The Deep News - September 2019



27th September 2019

We are pleased to host a fascinating collection of sawfish rostra from the Horniman Museum and Gardens, London. This is part of the ‘Object in Focus’ project funded by the Arts Council England, with the aim of improving public access to collections.

The display will be with us from 27 September 2019 to 1 April 2020 and highlights the current threats to the five recognised species of sawfish and their decline including fishing and environmental changes which are having a significant impact on sawfish numbers leading to them all being listed as Endangered or Critically Endangered on the IUCN Red List (International Union for Conservation of Nature).

Learn more about the Citizen Science Project ‘See a Saw’ with the aim of locating as many sawfish specimens around the world to create a clearer picture of historical sizes, numbers and geographical ranges.



25th September 2019

The top floor of Hull Royal Infirmary is now vibrant with colour and images of marine life. The highest part of the tower block is where the poorliest children in the area are provided with medical care and support, and this week it received a beautiful facelift. Sue Stephenson, the High Sheriff of East Riding of Yorkshire and WISHH Charity Chairman, officially unveiled the new look Coral Ward 130 after £6,500 was raised through the WISHH charity to enhance the ward environment.

As a result of incredible public generosity together with support from the AMB Charitable Trust and funding as part of the Trusts Arts Strategy; woodwork has been painted in calming blue and pastel colours and members of Ward 130 staff have worked alongside the team at The Deep to create aquatic inspired artwork, including dolphins and penguin transfers to reflect the city’s fishing history and the success of The Deep. Those cubicles used by older children are brightly decorated and have sunflowers and trees incorporated into their designs.

The playroom, corridors and treatment rooms have also being decorated and our own fish tunnel created as a result of the amazing support received improving the overall ward environment.

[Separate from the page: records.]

PR #1686, opened 2019-05-26
Fix handling of nullptrs in calls of Table::get_chunk()

julianmenzler:
In `TableType::Data` tables, the implementation and use of the MvccDeletePlugin (#1493) leads to null pointers in `_chunks`. This PR focuses on null-pointer-handling, thread safety and code consistency regarding chunk-objects.

In detail:

1. Read-/Write access to `shared_ptr<Chunk>` objects of `_chunks` is now handled via `std::atomic_load` and `std::atomic_store` to prevent data races. (in case of `TableType::Data` tables)

2. At critical points in code, Asserts are implemented to check for null pointers returned by `get_chunk()`. Usually, they should not become a problem since they're filtered out by the `GetTable` operator.
Sometimes we do not use `GetTable` (when using the `Print` operator for example). In this case, we now check for null pointers and skip them if present.

3. Declarations of `Chunk` in conjunction with `get_chunk()` were streamlined. We should always use `auto chunk` (no reference!) to claim ownership of chunk-objects. Also we use`const auto chunk` whenever possible.

4. Some calls of `Table::chunk_count()` have been drawn out of for-loops for better performance.


src/lib/expression/evaluation/expression_evaluator.cpp
```diff
@@ -1539,7 +1541,9 @@ std::vector<std::shared_ptr<ExpressionResult<Result>>> ExpressionEvaluator::_pru
       }
     } else {
       for (auto chunk_id = ChunkID{0}; chunk_id < table->chunk_count(); ++chunk_id) {
-        const auto& result_segment = *table->get_chunk(chunk_id)->get_segment(ColumnID{0});
+        const auto& chunk = table->get_chunk(chunk_id);
+        if (!chunk) continue;
+        const auto& result_segment = *chunk->get_segment(ColumnID{0});
```
mrks: Throw in a newline? Same in 1531?

src/lib/operators/aggregate_hash.cpp
```diff
@@ -228,7 +230,8 @@ void AggregateHash::_aggregate() {
         AggregateKeyEntry id_counter = 1u;
 
         for (ChunkID chunk_id{0}; chunk_id < input_table->chunk_count(); ++chunk_id) {
-          const auto chunk_in = input_table->get_chunk(chunk_id);
+          const auto& chunk_in = input_table->get_chunk(chunk_id);
+          if (!chunk_in) continue;
```
mrks: newline?

src/test/operators/join_test_runner.cpp
```diff
@@ -167,9 +167,9 @@ class JoinTestRunner : public BaseTestWithParam<JoinTestConfiguration> {
     const auto all_input_table_types =
         std::vector{InputTableType::Data, InputTableType::IndividualPosLists, InputTableType::SharedPosList};
 
-    const auto all_encoding_types =
-        std::vector{EncodingType::Unencoded, EncodingType::Dictionary, EncodingType::FrameOfReference,
-                    EncodingType::FixedStringDictionary, EncodingType::RunLength, EncodingType::LZ4};
+    const auto all_encoding_types = std::vector{EncodingType::Unencoded,        EncodingType::Dictionary,
+                                                EncodingType::FrameOfReference, EncodingType::FixedStringDictionary,
+                                                EncodingType::RunLength,        EncodingType::LZ4};
```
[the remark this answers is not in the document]
julianmenzler: You're right, my version is too recent.
```
clang-format version 8.0.0 (tags/RELEASE_800/final)
```

src/test/tasks/chunk_compression_task_test.cpp
```diff
@@ -63,7 +63,7 @@ TEST_F(ChunkCompressionTaskTest, DictionarySize) {
   auto dictionary_sizes = std::array<std::vector<size_t>, chunk_count>{{{3u, 3u}, {2u, 3u}}};
 
   for (ChunkID chunk_id{0}; chunk_id < chunk_count; ++chunk_id) {
-    auto chunk = table_dict->get_chunk(chunk_id);
+    const auto& chunk = table_dict->get_chunk(chunk_id);
```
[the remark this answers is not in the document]
julianmenzler: Thanks for the article! Improved my understanding. I was aware of `get_chunk` returning a temporary. But somehow I believed we were inducing copy by value. 
At least we' re more consistent now.

src/lib/storage/storage_manager.cpp
```diff
@@ -21,7 +21,10 @@ void StorageManager::add_table(const std::string& name, std::shared_ptr<Table> t
   Assert(_views.find(name) == _views.end(), "Cannot add table " + name + " - a view with the same name already exists");
 
   for (ChunkID chunk_id{0}; chunk_id < table->chunk_count(); chunk_id++) {
-    Assert(table->get_chunk(chunk_id)->has_mvcc_data(), "Table must have MVCC data.");
+    const auto& chunk = table->get_chunk(chunk_id);
+    if (chunk) {
```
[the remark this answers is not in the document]
julianmenzler: True.

src/lib/statistics/table_statistics.cpp
```diff
@@ -287,7 +287,9 @@ TableStatistics TableStatistics::estimate_predicated_join(const TableStatistics&
       apply_right_outer_join();
       break;
     }
-    default: { Fail("Join mode not implemented."); }
+    default: {
+      Fail("Join mode not implemented.");
```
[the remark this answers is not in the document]
julianmenzler: Ok, I'll respect that in the future.

src/lib/operators/table_scan.cpp
```diff
@@ -93,9 +93,13 @@ std::shared_ptr<const Table> TableScan::_on_execute() {
 
   for (ChunkID chunk_id{0u}; chunk_id < in_table->chunk_count(); ++chunk_id) {
     if (excluded_chunk_set.count(chunk_id)) continue;
+    const auto& chunk_in = in_table->get_chunk(chunk_id);
+    if (!chunk_in) continue;
 
     auto job_task = std::make_shared<JobTask>([=, &output_mutex, &output_chunks]() {
-      const auto chunk_guard = in_table->get_chunk(chunk_id);
+      const auto& chunk_guard = in_table->get_chunk(chunk_id);
```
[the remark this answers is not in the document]
julianmenzler: I don't know if this is possible, but following would be a worst-case scenario: 

1. Chunk available → `job_task` gets created
2. Chunk is physically deleted
3. `job_task` starts with nullpointer.

Therefore, it makes sense to place a chunk-guard

* before the construction of a `job_task` to avoid "empty" jobs
* at the beginning of a `job_task` to ensure null-pointer safety.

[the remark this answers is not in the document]
mrks: But isn't this the same as `chunk_in`? Why don't we simply **copy** that into the lambda?

src/lib/operators/join_hash/join_hash_steps.hpp
```diff
@@ -113,11 +117,17 @@ RadixContainer<T> materialize_input(const std::shared_ptr<const Table>& in_table
   jobs.reserve(in_table->chunk_count());
 
   for (ChunkID chunk_id{0}; chunk_id < in_table->chunk_count(); ++chunk_id) {
-    jobs.emplace_back(std::make_shared<JobTask>([&, chunk_id]() {
+    const auto& chunk = in_table->get_chunk(chunk_id);
+    if (!chunk) continue;
+
+    jobs.emplace_back(std::make_shared<JobTask>([&, in_table, chunk_id]() {
+      const auto& chunk_in = in_table->get_chunk(chunk_id);
+      if (!chunk) return;
```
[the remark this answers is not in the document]
julianmenzler: Correct!

src/lib/operators/delete.cpp
```diff
@@ -49,7 +49,11 @@ std::shared_ptr<const Table> Delete::_on_execute(std::shared_ptr<TransactionCont
                 "All segments of a Chunk in _referencing_table must have the same PosList");
 
     for (auto row_id : *pos_list) {
-      auto referenced_chunk = first_segment->referenced_table()->get_chunk(row_id.chunk_id);
+      const auto& referenced_chunk = first_segment->referenced_table()->get_chunk(row_id.chunk_id);
+      if (!referenced_chunk) {
+        _mark_as_failed();
```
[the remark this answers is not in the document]
julianmenzler: Well, bad things happen. But I rethought this:
Assuming our `MvccDeletePlugin` works as expected this is not going to happen: Our physical delete operations starts only when there are no other conflicting transactions.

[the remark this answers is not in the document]
mrks: In those places where we found a `get_chunk` but don't expect one, we should have an Assert. I'd argue it's cheap enough to be a full assert.

src/lib/operators/table_scan.cpp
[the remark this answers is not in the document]
julianmenzler: Definitely a possibility. In consequnce, we would claim ownership of the chunk in the time between job creation and execution. 
Our MvccDeletePlugin could be blocked by this in terms of physical delete. Otherwise, `TableScan` works with a TransactionContext. So conflicts are prevented anyhow.

src/lib/operators/delete.cpp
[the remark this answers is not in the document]
julianmenzler: Ok 👍

src/lib/operators/table_scan.cpp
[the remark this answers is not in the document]
mrks: Not sure if I understand what this finally means. Are you waiting for a response or are you planning to change this. If so, how?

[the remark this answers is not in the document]
julianmenzler: Sorry, I just wrote down my thoughts. Nevermind.
I'll remove the check within the `job_task`-lambda. One check is enough. Our MvccDeletePlugin won't cause any conflicts.

src/test/operators/join_test_runner.cpp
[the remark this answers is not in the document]
julianmenzler: I ran 
```
clang-format version 7.0.1 (tags/RELEASE_701/final)
```
but this does not change back.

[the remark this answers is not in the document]
mrks: That's fine

src/lib/operators/union_positions.cpp
```diff
@@ -225,7 +225,7 @@ std::shared_ptr<const Table> UnionPositions::_prepare_operator() {
    */
   const auto add = [&](const auto& table) {
     auto current_pos_list = std::shared_ptr<const PosList>();
-    const auto first_chunk = table->get_chunk(ChunkID{0});
+    const auto& first_chunk = table->get_chunk(ChunkID{0});
```
mrks: Why don't you check for nullptr in this file?

src/lib/operators/join_nested_loop.cpp
```diff
@@ -206,7 +214,9 @@ std::shared_ptr<const Table> JoinNestedLoop::_on_execute() {
     const auto invert = _mode == JoinMode::AntiNullAsFalse || _mode == JoinMode::AntiNullAsTrue;
 
     for (auto chunk_id = ChunkID{0}; chunk_id < left_table->chunk_count(); ++chunk_id) {
-      const auto chunk_size = left_table->get_chunk(chunk_id)->size();
+      const auto& chunk_left = left_table->get_chunk(chunk_id);
+      if (!chunk_left) continue;
```
mrks: I'd throw in some new lines in the changes to this file, too

src/lib/operators/index_scan.cpp
```diff
@@ -42,12 +42,16 @@ std::shared_ptr<const Table> IndexScan::_on_execute() {
   if (_included_chunk_ids.empty()) {
     jobs.reserve(_in_table->chunk_count());
     for (auto chunk_id = ChunkID{0u}; chunk_id < _in_table->chunk_count(); ++chunk_id) {
-      jobs.push_back(_create_job_and_schedule(chunk_id, output_mutex));
+      if (_in_table->get_chunk(chunk_id)) {
+        jobs.push_back(_create_job_and_schedule(chunk_id, output_mutex));
```
mrks: This still looks unsafe. Just because the pointer exists right now, it is not guaranteed to exist later.

src/lib/operators/delete.cpp
```diff
@@ -49,7 +49,8 @@ std::shared_ptr<const Table> Delete::_on_execute(std::shared_ptr<TransactionCont
                 "All segments of a Chunk in _referencing_table must have the same PosList");
 
     for (auto row_id : *pos_list) {
-      auto referenced_chunk = first_segment->referenced_table()->get_chunk(row_id.chunk_id);
+      const auto& referenced_chunk = first_segment->referenced_table()->get_chunk(row_id.chunk_id);
+      Assert(referenced_chunk, "Referenced chunks are not allowed to be nullpointers");
```
mrks: null pointers

src/lib/operators/delete.cpp
```diff
@@ -89,13 +90,13 @@ std::shared_ptr<const Table> Delete::_on_execute(std::shared_ptr<TransactionCont
 void Delete::_on_commit_records(const CommitID cid) {
   for (ChunkID referencing_chunk_id{0}; referencing_chunk_id < _referencing_table->chunk_count();
        ++referencing_chunk_id) {
-    const auto referencing_chunk = _referencing_table->get_chunk(referencing_chunk_id);
+    const auto& referencing_chunk = _referencing_table->get_chunk(referencing_chunk_id);
```
mrks: I just realized that `const auto&` is wrong here. Imagine `get_chunk` returned a reference. With this change, we would not copy the `shared_ptr` anymore, so we have no guarantee that the object is not suddenly deleted.

src/lib/operators/join_hash/join_hash_steps.hpp
```diff
@@ -113,11 +117,17 @@ RadixContainer<T> materialize_input(const std::shared_ptr<const Table>& in_table
   jobs.reserve(in_table->chunk_count());
 
   for (ChunkID chunk_id{0}; chunk_id < in_table->chunk_count(); ++chunk_id) {
-    jobs.emplace_back(std::make_shared<JobTask>([&, chunk_id]() {
+    const auto& chunk_guard = in_table->get_chunk(chunk_id);
```
mrks: ?

julianmenzler: > Unfortunately, I found some more points. This looks really hard to get right. Luckily, a failure to do so is quite noticeable when we dereference a nullptr

Ok. I'll look into this later. For now, time is up 😅

julianmenzler:
> Unfortunately, I found some more points. This looks really hard to get right. Luckily, a failure to do so is quite noticeable when we dereference a nullptr

Ok. I'll look into this later. For now, time is up 😅

src/lib/operators/union_positions.cpp
julianmenzler: Because of this Assert:
```cpp
/**
   * Both tables must contain only ReferenceSegments
   */
  Assert(input_table_left()->type() == TableType::References && input_table_right()->type() == TableType::References,
         "UnionPositions doesn't support non-reference tables yet");
```

src/lib/operators/index_scan.cpp
julianmenzler: Correct. There should be an additional check in the job itself.

src/lib/operators/join_hash/join_hash_steps.hpp
julianmenzler: Creating jobs for null-pointer-chunks does not make sense in my opinion.

Bouncner: chunk_guard is a strange name and why not pass it to the job? And then again, why the same check in line 125?

mrzzzrm:
Also, `std::shared_ptr` is, to the best of my knowledge, not thread safe. Multiple threads reading from it to do `if (!chunk) continue;` is a data race with the thread doing the `chunk.reset()` call.

src/benchmark/operators/join_benchmark.cpp
```diff
@@ -44,7 +44,8 @@ std::shared_ptr<TableWrapper> generate_table(const size_t number_of_rows) {
                                                EncodingType::Dictionary);
 
   for (ChunkID chunk_id{0}; chunk_id < table->chunk_count(); ++chunk_id) {
-    auto chunk = table->get_chunk(chunk_id);
+    const auto& chunk = table->get_chunk(chunk_id);
```
mrzzzrm: @julianmenzler are you aware you're using one very obscure c++ feature, here? (https://abseil.io/tips/107)

One of @mrks favourites, though.

mrks:
> The only Operator that should have to deal with Tables from the StorageManager is GetTable. Wouldn't it be better if GetTable always builds a new Table with all "living" Chunks so that all other operators can ignore the possibility of a Chunk being nullptr?

For operators, that's a good idea and we should do it. Especially now that GetTable also does chunk and column pruning. Adding this to GetTable, however, does not solve the problem entirely. Example: https://github.com/hyrise/hyrise/blob/438b52e1dffcf3360b634c6a1eb138aa35132462/src/lib/optimizer/strategy/chunk_pruning_rule.cpp#L63

Also, std::shared_ptr is, to the best of my knowledge, not thread safe. Multiple threads reading from it to do if (!chunk) continue; is a data race with the thread doing the chunk.reset() call.

Not true, unless I misunderstood you:

> All member functions (including copy constructor and copy assignment) can be called by multiple threads on different instances of shared_ptr without additional synchronization even if these instances are copies and share ownership of the same object. If multiple threads of execution access the same shared_ptr without synchronization and any of those accesses uses a non-const member function of shared_ptr then a data race will occur; the shared_ptr overloads of atomic functions can be used to prevent the data race.

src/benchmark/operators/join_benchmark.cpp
Issue #1186, opened 2018-10-12
RemoveUselessOperationsRule


mrzzzrm:
Name to be determined, obviously.

There is a number of operations that we can safely remove from LQPs without having to work hard to detect them. Imo it is best if there is one rule to handle them all, otherwise we'll have a lot of very small rules, but I am happy to split this into multiple rules as well.

* [ ] Secondary AliasNodes
Here, e.g., in TPC-H 9
![image](https://user-images.githubusercontent.com/2679018/46893493-5b1c2e80-ce71-11e8-9175-bd20b1712520.png)

* [ ] Reordering Projections in suqueries can always go

* [ ] Reordering Projections can go if there is another Projection/Aggregate/AliasNode above them

* [ ] Sorts 
SortNodes in EXISTS(...)/IN(...) subqueries can go
People may be silly enough to write `ORDER by ..., x, x`, hyrise shouldn't look silly, too, by actually sorting twice.

* [ ] IS NOT NULL and another scan: #1494

mrks:
While working on the TPC-H paper, I did not see any of these useless operators become a problem. They might exist, but we still have bigger fish to fry than removing a 9 μs operation.

I'm tempted to move this to the Trello list of long-term ideas. In cases where these useless operations actually have a performance impact, I'd expect people to come up with the idea of removing them without this issue being open.

Any objections?

PR #1692, opened 2019-05-28
Allow "SELECT a AS a1, a AS a2..."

High Sheriff, Sue Stephenson said; “This art project has created a bold, bright, beautiful, magical, underwater kingdom for children who have come into the hospital. The parents and children who I spoke to love it, and staff say it is a wonderful distraction for children undergoing treatment.

“Huge thanks go to the ward staff for their vision along with the team at the Deep and supporters who backed this campaign, without whose help this couldn’t have happened”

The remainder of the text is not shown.